- EXERCISE OBJECTIVE
Look below for the line containing "xi: Once the"; from there, print each line exactly up to and including the line containing "I agree with", and stop.

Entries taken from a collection
----------

PR #46, opened 2017-03-14
Module feature detection

2e2a:
Add a helper function to check if any phase of a module provides a certain feature.

Add a templatetag to check if the module of an item has a feature in its phases. Using item instead of module here, as it directly provides the module and the item class.

### DIFF
--- a/adhocracy4/modules/templatetags/module_tags.py
+++ b/adhocracy4/modules/templatetags/module_tags.py
@@ -1,0 +1,8 @@
+from django import template
+
+register = template.Library()
+
+
+@register.assignment_tag
+def itemHasFeature(item, feature):
+    return item.module.has_feature(feature, item.__class__)
--- a/adhocracy4/modules/templatetags/module_tags.py
+++ b/adhocracy4/modules/templatetags/module_tags.py
@@ -3,6 +3,6 @@ from django import template
 register = template.Library()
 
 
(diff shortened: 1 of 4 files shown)


adhocracy4/modules/templatetags/module_tags.py
```diff
@@ -0,0 +1,8 @@
+from django import template
+
+register = template.Library()
+
+
+@register.assignment_tag
+def itemHasFeature(item, feature):
```
slomo: Is there any particular reason why this in camelCase?

slomo: I am wondering whether we want to have this as an assignment tag. Real world usage would probably look like this:

    {% item_has_feature idea 'crud' as idea_has_crud %}
    {% if idea_has_crud %}
    <a href="/edit">Edit idea</a>
    {% endif %}

Alternatives would be a filter:

    {% if idea | has_feature:"crud" %}
    <a href="/edit">Edit idea</a>
    {% endif %}

Or a custom tag (definitely not lazy mans choice):
  
    {% has_feature idea 'crud'  %}
    <a href="/edit">Edit idea</a>
    {% end_has_feature %}

2e2a: pushed an update.

PR #48, opened 2017-03-17
Finalise email porting from OPIN to A4

slomo:
When the initial email code was added to A4 the original classes in OPIN were not deleted. During the last week I changed  (maybe improved) the emails in OPIN. This pull-request proposes the same changes here:

### features

- get rid of the `send_email_with_template` function (was legacy should be replaced with class based emails)
- fix sending of emails to multiple receivers (it was present in A4 but broken)
   - send one email per receiver
-  allow to override the render process for the email
- introduce single template mixin
   - allows to specify the complete email (subject, text, html) in one template
   - enforces more structured approach to emails (still can be changed on per platform basis)
   - requires base templates for [html](https://github.com/liqd/a4-opin/blob/master/euth_wagtail/templates/email_base.html), [text](https://github.com/liqd/a4-opin/blob/master/euth_wagtail/templates/email_base.txt) and [subject](https://github.com/liqd/a4-opin/blob/master/euth_wagtail/templates/email_base.subject)
   - less templates for individual messages (see [example](https://github.com/liqd/a4-opin/blob/master/euth/memberships/templates/emails/invite.en.email) in opin)
- allow projects to configure email global email mixin with `A4_EMAIL_BASE_MIXIN` config variable
- email is now send with user object in context (if possible, doesn't work for invite)
- remove links to `django-admin` from report_moderators email (they might anyway not be able to see it)

### missing features

- change locale used for sending email (e.g get language setting from user profile)
   - easier solution might be to force a language through config right now
- async sending
   - especially important for emails with many receivers (like event stream notifications)
- handle links/italic/bold/underline in text mails


slomo:
@xi @2e2a @vellip In case you also want to switch to the SingleTemplateMixin style email, I would probably remove the config option for email base mixin and while at it also include the app name in the email path as another breaking change.

vellip:
We don't use emails in meinBerlin yet, so you can do that. Single Template for mails sounds great!

2e2a:
> @xi @2e2a @vellip In case you also want to switch to the SingleTemplateMixin style email, I would probably remove the config option for email base mixin and while at it also include the app name in the email path as another breaking change.

SingleTemplateMixin is sufficient for us, you can remove the option for the base mixin.

slomo:
I removed the configurable EmailBaseMixin and therefore also the old reports templates. If needed I could also commit the report templates from opin. Should I also update the that the email templates path contains the app name similar to the "normal" templates?

2e2a:
Works fine for us.

slomo:
Also works for us.

PR #49, opened 2017-03-17
Only call thumbnailer if imagefield is not none

MagdaN:
Fixes https://github.com/liqd/a4-opin/issues/758


slomo:
I think the issue is rather in a4-opin since it doesn't give ImageField but an property as paramter (which is checking the image field for emptiness).

MagdaN:
But it also does not hurt to add this line of code here?

PR #52, opened 2017-03-28
Document the current phase model

slomo:
In this pull request:

 - document the original modelling/constraints of phases
 - describe what has bee implemented
 - list upcoming challenges

In **future** pull requests:

 - combine plan and current state into a short term vision / documentation of desired model
 - create a long term vision from challenges, further discussion and product vision workshop

### DIFF
--- a/docs/phases.md
+++ b/docs/phases.md
@@ -1,94 +1,102 @@
-# Phases #
+# Phases
 
-## Original design ##
+## Original design
 
-  **Definition:** A phase is fixed time interval inside the linear time line of
-  a particpation project. It enables participants to interact in certain
-  way with the participation projects content.
+### Definition
 
-  **Details:**
-  - each app defines phases (eg ideas/phases.py)
-  - each phase belongs to a module (indirectly to a project)
-  - each module only has phases from one app
-  - each phase has a initiator configruable start and end date
-      - phases are active if start date <= now < end date
-      - never two phases active in the same project
-      - optional as long as project is in draft
-  - if active is phases:
-    - provides a view for (all?) module content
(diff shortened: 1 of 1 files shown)


xi:
I did some gardening. Sounds like a good summary to me. A bit rough on the edges, but AFAIU it will be extended later.

slomo:
It is definitely just a first version. Nevetheless I would be interrested which topics are particular *rough on the edges*.

docs/phases.md
```diff
@@ -0,0 +1,102 @@
...
+-   introduce a new dynamic way for initiators to combine phases
+    -   possibility to create custom blueprints
+    -   two step process
+    -   should support multiple modules, if implemented (see below)
+
+-   unclear concept for multiple modules
+    -   all modules need to be accessible from project detail view
+    -   modules should be integrated in the timeline
+    -   probably multiple active modules at the same time
+    -   very complex ui/ux issue
```
xi: Once the "jump to content of previous phase" issue is fixed, multiple modules yould not be an issue anymore. But "multiple phases (from different modules) at the same time" would still be one.

xi:
> Nevetheless I would be interrested which topics are particular rough on the edges.

Thw whole text is very dense and might not be very helpful for people who are not familiar with the topic. This is especially true for the "Upcomin Challanges" section.

slomo:
I think it is not even a text. It is intentionally just a list of bullet points. I'd prefer to keep it that way in future revisions, because that makes it easier to maintain and a more useful tool for every day work.

2e2a:
lgtm

PR #53, opened 2017-03-28
mark comment author links as external for embed

xi:
see https://github.com/liqd/a4-meinberlin/pull/113

### DIFF
--- a/adhocracy4/comments/static/comments/Comment.jsx
+++ b/adhocracy4/comments/static/comments/Comment.jsx
@@ -122,7 +122,7 @@ var Comment = React.createClass({
         {this.renderDeleteModal()}
         <h3 className={this.props.is_deleted ? 'comment-deleted-author' : 'comment-author'}>
           {this.props.is_deleted ? this.props.user_name
-            : <a href={`/profile/${this.props.user_name}`}>{this.props.user_name}</a>
+            : <a href={`/profile/${this.props.user_name}`} data-embed-target="external">{this.props.user_name}</a>
           }
           {moderatorLabel}
         </h3>


MagdaN:
As embedding is not in core - I think this is not optimal. Another solution would be to add 'data-embed-target="internal"' to all links that are supposed to open inside embed view.

slomo:
I agree with @MagdaN that this is definitely a design smell right now. Especially since it is not clear from the adhcoracy4 code or documentation why this is needed.

As mentioned in the Scrum of Scrums the restrictions mentioned in the [embed document](https://github.com/liqd/a4-meinberlin/blob/master/docs/embed.md#restrictions-on-the-overall-application) also need apply for core (at least if the embed is expected to work with core ui). So we should document those restrictions in core, before merging this.

MagdaN:
Since it is not clear if we need embedding in other projects, I am not sure, if am happy with having those restrictions in core.

2e2a:
I think moving embedding to core should be considered an option for the next future, as there are projects planed that will require it. Then we will also have the relevant documentation here. Not sure if we then need the extra documentation now.

And even if we do not move embedding to core, core still has to implement the implied restrictions, or change the embedding concept, which is not really an option at this point.

MagdaN:
OK, if you all agree, that changing the concept is not an option, then lets merge it

slomo:
At least the result of the scrum of scrums was, that we are very likely to have embedding in multiple projects in the ¿near? future. I think @rittermo or Jana have the better overview concerning this.

MagdaN:
I thought the mein berlin case was supposed to be a test case to check if if this is a suitable solution, now it is a concept that can't be changed.

xi:
This is just a temporary workaround. I created #59 for a long-term solution.

Issue #31, opened 2017-02-07
API permissions do not consider phases


2e2a:
When posting a comment or rate, `object_pk` and `content_type_id`can be set to any project item. The phase permission of the project are not being checked.

slomo:
### problem statement

- currently two permission systems in use (drf permissions & django-rules)
- django-rules has good integration with a4 model
   - checks phases if participant creates new resource
   - checks phase if participant updates own resource
   - prevents information leakage and modification of content in private projects
   - enables all operations for admins, initiator and moderators
- drf permissions has not so good integration
   - enables moderator to update all resources in own project
   - checks that user can only modify own resource
   - does **not** prevent information leakage or modification of content in private projects
     - but there are no APIs to get content from any project (so leakage isn't an issue)
     - modification is (eg. I can comment/rate in any private project if I know a ressource id)
   - does **not** check phases for participant operations

### solution

> combine drf permissions and django-rules

- django-rules needs to know to which module/project a resource belongs
   - because project might be private or in wrong phase
- easy for modifying existing content (get content_object of comment/rate etc)
- hard for creating content
   - only encoded in body, which is parsed after permission checks
- hard for listing content
   - only encoded in optional filter parameters

⇒ **subproblem**: we need to know context 
  - always add module to all api requests (as path part or non-optional parameter)
  - allow each API endpoint to specify its own context (eg `object_pk` and `content_type` for comments/rates)

PR #56, opened 2017-04-03
APIs for generic foreign keys

slomo:
This pull requests is the first of two trying to address #31. As mentioned in the ticket there are not enough informations in the comment API to implement proper rules for creation and listing of comment. The latter is currently solved by disabling listing in all relevant APIs (comment, reports, ratings).

In this pull-request the comment and rating api are prefixed with the content-type and object_pk of their subject.

`/comments/<pk>` ⇒ `/contenttypes/<content_type_pk>/objects/<object_pk>/comments/<pk>`
`/ratings/<pk>` ⇒ `/contenttypes/<content_type_pk>/objects/<object_pk>/ratings/<pk>`

Disadvantages:

- still not solved for reports (might not be required)
- for updating, deleting and detail view the context is not required (but still given)
- long urls
- custom router

There will be a second pull-request for introducing the permissions themself.

### DIFF
--- a/adhocracy4/api/mixins.py
+++ b/adhocracy4/api/mixins.py
@@ -1,0 +1,47 @@
+from django.contrib.contenttypes.models import ContentType
+from django.http import Http404
+from django.shortcuts import get_object_or_404
+
+
+class ContentTypeMixin:
+    """
+    Should be used in combination with ContentTypeRouter to fetch the
+    decode content_type and object_pk of an request.
+
+    Currently only numeric object_pk are supported.
+    """
+    content_type_filter = []
+
+    def dispatch(self, request, *args, **kwargs):
+        content_type = kwargs.get('content_type', '')
+        object_pk = kwargs.get('object_pk', '')
+
+        if not content_type.isdigit() or not object_pk.isdigit():
+            raise Http404
+        else:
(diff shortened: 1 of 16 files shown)


slomo:
Another source of ugliness: Comment reply has another url than comment it self. But replies are still included in the original comment. Example below with content type if comment = 7 and 23 for ideas.

- `/contenttypes/23/obejcts/45/comments` to comment idea 45 => creates comment with id 22
- `/contenttypes/7/objects/22/comments` to reply to the comment above

slomo:
It could also make more sense to use the `app.model` notation instead of the numeric values.

MagdaN:
Its all quite complicated, but I guess it is a suitable solution for the problem.

2e2a:
lgtm

slomo:
Requires to change the way comment and rating APIs are included.

2e2a:
Looks good to me and works fine.

We probably should add `a4_comments.comment` to the `content_type_filter`of comments and ratings directly in the api views.

2e2a:
>  We probably should add a4_comments.comment to the content_type_filterof comments and ratings directly in the api views.

After a discussion we decided to keep `a4_comments.comment` in the settings.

----------

- RESULT OF THIS EXERCISE
xi: Once the "jump to content of previous phase" issue is fixed, multiple modules yould not be an issue anymore. But "multiple phases (from different modules) at the same time" would still be one.

xi:
> Nevetheless I would be interrested which topics are particular rough on the edges.

Thw whole text is very dense and might not be very helpful for people who are not familiar with the topic. This is especially true for the "Upcomin Challanges" section.

slomo:
I think it is not even a text. It is intentionally just a list of bullet points. I'd prefer to keep it that way in future revisions, because that makes it easier to maintain and a more useful tool for every day work.

2e2a:
lgtm

PR #53, opened 2017-03-28
mark comment author links as external for embed

xi:
see https://github.com/liqd/a4-meinberlin/pull/113

### DIFF
--- a/adhocracy4/comments/static/comments/Comment.jsx
+++ b/adhocracy4/comments/static/comments/Comment.jsx
@@ -122,7 +122,7 @@ var Comment = React.createClass({
         {this.renderDeleteModal()}
         <h3 className={this.props.is_deleted ? 'comment-deleted-author' : 'comment-author'}>
           {this.props.is_deleted ? this.props.user_name
-            : <a href={`/profile/${this.props.user_name}`}>{this.props.user_name}</a>
+            : <a href={`/profile/${this.props.user_name}`} data-embed-target="external">{this.props.user_name}</a>
           }
           {moderatorLabel}
         </h3>


MagdaN:
As embedding is not in core - I think this is not optimal. Another solution would be to add 'data-embed-target="internal"' to all links that are supposed to open inside embed view.

slomo:
I agree with @MagdaN that this is definitely a design smell right now. Especially since it is not clear from the adhcoracy4 code or documentation why this is needed.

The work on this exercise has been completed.